In this case, my visio style questions where spread evenly throughout the exam, and the last of the 6 was in the last 10 questions, so make sure you manage your time so you can get to, and hopefully answer correctly ALL the visio style questions.

Tip # 2 – Know the Blueprint (properly!)

I found quite a few things I glossed over in the blueprint were covered fairly well in the exam so be prepared to be tested on a wide range of vCloud related topics.

So while you may have good experience in designing vCloud Environments, if you don’t for example work for a service provider, you may have not had much (or any) experience with Chargeback, but this is a part of a vCloud solution and is rightly covered on the exam.

These types of things may catch you off guard, at the depth of some of the questions, but hey, this is a VCAP level exam, not VCP level, so its no meant to be easy.

Tip # 3 – Create a Study Group

I’ll be honest, I felt I had a pretty good preparation for the exam, albeit with some significant distractions in my personal life, and this was because I worked in a study group with two great guys (@Grantorchard & @wheatcloud), who have years of industry experience which made for excellent debates throughout the study process.

Working in a study group is what I credit at least some of my being able to successfully achieve VCDX on the first attempt. In this case, it helped me identify my own weaknesses (yes even VCDXs have weaknesses!) so I could brush up on those areas.

So get a group of people together and work towards VCAP-CID over weeks or months depending on your groups level  of experience.

Tip # 4 – Whiteboard vCloud Solutions

I would recommend for anyone taking the VCAP-CID (or in fact the VCAP-DCD or VCAP-DTD) spend some time on a whiteboard, drawing things like

1. vApp / OrgVDC and External Networking
2. Highly available Chargeback solutions
3. vSphere to Provider VDC to OrgVDC solutions

Get the study group take turns to pose scenarios for one group member to whiteboard a possible solution and discuss what is drawn and the pros/cons and if the solution meets the requirements or not. This will help you practice turning scenarios into diagrams, which you need to be able to do quickly in the exam or you risk running out of time.

General Comments

Overall I would say the VCAP-CID was the least refined VMware exam I have sat, and in fairness this is probably due to the exam being quite new, and im sure a much lower number of participants than other VCAP exams like DCD and DCA.

I spoke with the team who develop the exam and they were very pleased to get feedback on the exam, and much to there credit, acknowledged that most of my feedback was at least in part justified.
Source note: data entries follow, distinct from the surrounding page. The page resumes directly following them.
Issue #31, opened 2020-08-28
CI mode


estahn:
The tool should provide a way for CI to fail. This is typically done by returning a non-zero exit code.

stepanstipl:
Thanks @estahn, this is good suggestion. I was thinking about this earlier, and initially decided to reserve non-zero return codes to actual failure - ie. if there's an error.

It should be fairly simple to do basic test in CI, as "log" outputs go to stderr, and only findings go to stdout. Following should give you the non-zero if there are any findings:
```
test -z "$(kubent)"
```
Would that cover your use case?

There's also json output mode (`-o json`) that should allow for amore convenient further processing of results.


Alternatively, what behaviour would you expect in terms of differentiating between error and deprecated resources found?

Djiit:
FWIW, Trivy has this `exit-code` parameter (https://github.com/aquasecurity/trivy#specify-exit-code). The default is 0, but you can tell Trivy to return 1 (or whatever) if it make sense. If a real error is encountered, this parameter is ignored.

stepanstipl:
This was closed via #49, `-e` flag will now make kubent to return non-zero (`200`) exit code in case issues are found. Also [Use in CI](https://github.com/doitintl/kube-no-trouble#use-in-ci) section was added to the docs mentioning this new flag and some other examples. Finally, we've added tests to make sure the error-code behaviour is as expected and will stay so. 🚀 . Thanks @estahn and @Djiit for you input on the topic! 👍 

_(This is now only in master, but I expect to cut a new release probably early next week)._

PR #46, opened 2020-10-21
Empty json output to array

stepanstipl:
This PR makes an empty output (i.e. no issues found) in json format to be an empty array  (instead of null). This is more friendly for CI use (#31), such as with jq.

Before:
```
$./bin/kubent-darwin-amd64 -o json                                                                                                                       2
2:36PM INF >>> Kube No Trouble `kubent` <<<
...
...
null
```

After:
```
$./bin/kubent-darwin-amd64 -o json                                                                                                                     130
3:09PM INF >>> Kube No Trouble `kubent` <<<
...
...
[]
```

### DIFF
--- a/pkg/judge/rego.go
+++ b/pkg/judge/rego.go
@@ -66,7 +66,7 @@ func (j *RegoJudge) Eval(input []map[string]interface{}) ([]Result, error) {
 		return nil, err
 	}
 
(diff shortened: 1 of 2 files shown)


david-doit-intl (approved):
LGTM

PR #49, opened 2020-10-22
Add --exit-error (-e) flag

### LINKED ISSUE #31: CI mode

stepanstipl:
This PR adds `--exit-error` (`-e`) flag for convenience. When enabled this will make `kubent` return non-zero exit code in case any issues are found. Also, tests for exit codes are added. 

Fixes #31.

### DIFF
--- a/cmd/kubent/main.go
+++ b/cmd/kubent/main.go
@@ -22,6 +22,12 @@ var (
 	gitSha  string = "dev"
 )
 
+const (
+	EXIT_CODE_SUCCESS      = 0
+	EXIT_CODE_FAIL_GENERIC = 1
+	EXIT_CODE_FOUND_ISSUES = 200
+)
+
 func getCollectors(collectors []collector.Collector) []map[string]interface{} {
 	var inputs []map[string]interface{}
 	for _, c := range collectors {
@@ -70,6 +76,7 @@ func initCollectors(config *config.Config) []collector.Collector {
 }
 
 func main() {
+	exitCode := EXIT_CODE_FAIL_GENERIC
 
 	config, err := config.NewFromFlags()
 	if err != nil {
@@ -114,4 +121,11 @@ func main() {
 	if err != nil {
 		log.Fatal().Err(err).Msg("Failed to print results")
 	}
+
+	if config.ExitError && len(results) > 0 {
+		exitCode = EXIT_CODE_FOUND_ISSUES
+	} else {
+		exitCode = EXIT_CODE_SUCCESS
+	}
+	os.Exit(exitCode)
 }
--- a/cmd/kubent/main_test.go
+++ b/cmd/kubent/main_test.go
@@ -2,6 +2,9 @@ package main
 
 import (
 	"errors"
+	"os"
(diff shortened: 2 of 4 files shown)


david-doit-intl:
Shouldn't this exit with 0, by default?

stepanstipl:
> Shouldn't this exit with 0, by default?

It does, this is kinda for convenience so that you don't have to check this explicitly (#31), it's described better in committed docs, sorry if it wasn't clear from the PR:

> kubent will by default return 0 exit code if the program succeeds, even if it finds deprecated resources, and non-zero exit code if there is an error during runtime. Because all info output goes to stderr, it's easy to check in shell if any issues were found:

... 

> You can also use --exit-error (-e) flag, which will make kubent to exit with non-zero return code (200) in case any issues are found.

cmd/kubent/main.go
```diff
@@ -70,6 +75,7 @@ func initCollectors(config *config.Config) []collector.Collector {
 }
 
 func main() {
+	exitCode := EXIT_CODE_SUCCESS
```
david-doit-intl, line 78: I think it should be 200, by default incase of silient errors :)

cmd/kubent/main_test.go
```diff
@@ -85,3 +88,53 @@ func TestStoreCollectorError(t *testing.T) {
...
+		t.Run(tc.name, func(t *testing.T) {
+			var ee *exec.ExitError
+
+			cmd := exec.Command(os.Args[0], "-test.run=TestMainExitCodes")
+			cmd.Env = append(os.Environ(), "TEST_EXIT_CODE=1", "TEST_CASE="+strconv.Itoa(i))
+			err := cmd.Run()
+
+			if tc.expected == 0 && err != nil {
+				t.Errorf("expected to succeed with exit code %d, failed with %v", tc.expected, err)
+			} else if tc.expected != 0 {
```
david-doit-intl, line 127: Break up the nested logic here.

cmd/kubent/main.go
```diff
@@ -22,6 +22,12 @@ var (
 	gitSha  string = "dev"
 )
 
+const (
+	EXIT_CODE_SUCCESS      = 0
+	EXIT_CODE_FAIL_GENERIC = 1
```
david-doit-intl, line 27: Good!

cmd/kubent/main.go
stepanstipl: So we set exit code to be 1 (generic error) by default & only change it to 0 or 200 based on the flag if we successfully get to the end.

david-doit-intl (approved):
Better tests structure now too!

cmd/kubent/main_test.go
stepanstipl: @david-doit-intl  Pls. have a look, I *think* it's now a bit more readable by using `t.Failf` and un-nesting the logic.

david-doit-intl:
We should probably change all the tests to use the t.Fatalf, but thats for annother pr

PR #53, opened 2020-10-23
Pre-commit

david-doit-intl:

### DIFF
--- a/.github/workflows/main.yaml
+++ b/.github/workflows/main.yaml
@@ -7,6 +7,12 @@ on:
     - "*"
   pull_request:
 jobs:
+  pre-commit:
+    runs-on: ubuntu-latest
+    steps:
+    - uses: actions/checkout@v2
+    - uses: actions/setup-python@v2
+    - uses: pre-commit/action@v2.0.0
   test:
     name: test
     runs-on: ubuntu-latest
--- a/.gitignore
+++ b/.gitignore
@@ -13,4 +13,3 @@ debug.test
 # Editor files
 .vscode
 .swp
-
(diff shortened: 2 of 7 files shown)


stepanstipl (approved):
Thanks @david-doit-intl .

1) The doc improvements are nice 👍 

2) The test coverage 👍 - it would be nice to expose this somehow more visibly and check that we're not getting worse with any single commit :)... but this is a good start.

3) I have some concerns about the pre-commit func. In particular:

- a) It expects/installs stuff on host system which I find a bit dangerous, and cluttering - ie. pre-commit is python, but will install go (such as checkmake). I didn't dig into this too much, but as someone who's trying to control what and in which way is installed on my system, this makes me somewhat uncomfortable. I expect this can "break" in many ways, depending on your OS and other bits.
- b) Reproducibility of the builds - because of environment dependencies, and referencing `master` versions of those hook repos., we might get different results.
- c) Quality and usefulness of the individual hooks - like for example the ` checkmake` one doesn't seem to do much.

Overall it seems like a potentially complex system with a lot of dependencies.

Also re. the build reproducibility, I would like to keep easy parity of being able to execute all tests via `make`, both locally and in ci. There's a pattern, which I like (and would assume we have proper build image, currently `golang` one). This allows you to easily run any make step both locally and/or from inside the container), as well from outside by prefixing it with `docker-`.
```
docker-%:
	docker run -it --rm -e TF_VAR_project $(DOCKER_IMAGE) $*
```


Finally, I really like the idea of pre-commit (just not the implementation so much), and realised how tired am I of writing same CI bits over and over again :). In longer-term, I started looking into nix and it's shell functionality (check 
https://github.com/hashicorp/waypoint/blob/main/shell.nix for an example how this can be used) as a better option to purely docker based reproducible dev/build environments. And considering building a shared library of "CI" scripts... but this might take a while.

So on a pragmatic note, the results are good -> let's merge this as it is 👍  and improve later :).

PR #55, opened 2020-10-28
Dep autorest

stepanstipl:
Updated autorest dependency to resolve the ambiguous import (Azure/go-autorest#528) issue and get `go mod tidy` working. Also committed generated files (we should add some check these are up-to-date) in order to make `go mod tidy` and Dependabot combo happy (fixes https://github.com/doitintl/kube-no-trouble/network/updates/68342830).


david-doit-intl (approved):

david-doit-intl:
I just not sure about the generated files thats all

stepanstipl:
> I just not sure about the generated files thats all

As in committing these to git repo?

stepanstipl:
@david-doit-intl  Just thinking about this, there seem to be 3 options:

a) Not using Dependabot at all -> maybe later move to a custom solution, but for now, I would prefer to try out of the box one.

b) Use, but disable `tidy` option - I'm a bit afraid this would lead to accumulation of dependencies, but maybe that can be implemented as a separate action/step

c) Use, and commit generated files (this PR)


I'm kinda open to trying the option b) first, if you find it preferable.

stepanstipl:
_just for record - concern is about generated files in generate, not whether to commit or not in git -> let's discuss separately_

PR #56, opened 2020-10-28
build: Add check for commit message format

stepanstipl:
This PR adds check and docs for commit message format.

### DIFF
--- a/.github/workflows/main.yaml
+++ b/.github/workflows/main.yaml
@@ -21,7 +21,7 @@ jobs:
     - name: Checkout code
       uses: actions/checkout@v1
       with:
-        fetch-depth: 1
+        fetch-depth: 0
     - name: Test
       run: |
         scripts/alpine-setup.sh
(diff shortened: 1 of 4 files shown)


david-doit-intl (approved):

david-doit-intl:
👍

david-doit-intl:
we could do this inside a python docker image with commitizen installed instead of bash script, but its a such a minor point. I think this is fine.

stepanstipl:
> we could do this inside a python docker image with commitizen installed instead of bash script, but its a such a minor point. I think this is fine.

Yep, I was looking at a couple of tools ([commitizen](https://github.com/commitizen/cz-cli), [commitlint](https://github.com/conventional-changelog/commitlint), [conform](https://github.com/talos-systems/conform), [go-gitlint](https://github.com/llorllale/go-gitlint)), and most of them were missing some config options or it ends-up being regexp anyway, + not a fan of pulling nodejs & all the dependencies. So, in the end, this seemed like the easiest. But agree overall it would be nice to have some good pattern to move this externally... some ideas in #53.

PR #48, opened 2023-07-07
Prevent modal from changing size

artillect:
Here's a fix for the issues with the modal's height changing when switching pages while docked, and for the width changing when opening a mod with a long description (I think, I couldn't reproduce the problem, but I believe I've prevented it from happening in the future.)

### DIFF
--- a/megamod.css
+++ b/megamod.css
@@ -36,6 +36,7 @@
     border: var(--kbin-options-border);
     position: relative;
     min-width: 1360px;
+    max-width: 1360px;
     min-height: 80vh;
     max-height: 100vh;
     display: grid;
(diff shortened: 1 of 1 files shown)


aclist:
Alright, thank you, will test this in 12 hours. I can take a video if necessary. What browser are you using for testing? I am using Firefox 113.0.2.

artillect:
I'm using Edge 114.0.1823.67, I don't think it's a compatibility issue since I'm not using anything too new, but it might be.

aclist:
Works great now. I'm not completely sold on the docking thing, but otherwise it's perfect. Not sure if we need more padding between scrollbars and each grid section or if that is just my setup that makes them look really tight.

PR #49, opened 2023-07-08
Fix collapsible comments causing infinite loop

artillect:
I believe I've sorted out the issue with the collapsible comments causing an infinite loop with the mutation observer, give this patch a try and let me know if it works


artillect:
Upon further inspection the mutation observer loop doesn't seem to have completely stopped, but it's no longer going crazy whenever you collapse a comment. Maybe something else is causing it to loop too?

aclist:
Hmm, I don't see any recursive issues with it at the moment, seems responsive over here, but haven't looked at the debug output too closely. When are you seeing a loop?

I hope my feedback will help make the VCAP-CID a better exam, like the rest of the VCAPs.

I found the visio style design tool in at least one case, could not do what I was trying to due which may be a bug with the tool or similar, but this I believe prevented me from completing the question & potentially scoring higher.

I found quite a number of questions (both visio style , drag/drop and multiple choice) appeared (and I say appeared as you don’t have time to re-read every question 5 times to clarify the question) not to have sufficient information to choose between say Option A and Option B – which led to my having to make an assumption, or simply guess.

I think as more and more people sit the exam, as long as feedback is captured by as many participants as possible, the exam could quickly be brought up to the high standard of the other VCAP exams.

While this exam was not the best exam experience I’ve had, I would still recommend anyone who is involved with architecture of vCloud solutions to challenge yourself, prepare for and sit this exam.

vCloud will be around for many years to come, and over time vCAC will creep into the exam, or maybe have its own exam, but there is plenty of value testing your skills and certifying your advanced level knowledge of a major VMware product.

If you are up for the challenge, Best of luck with your VCAP-CID preparations and exam!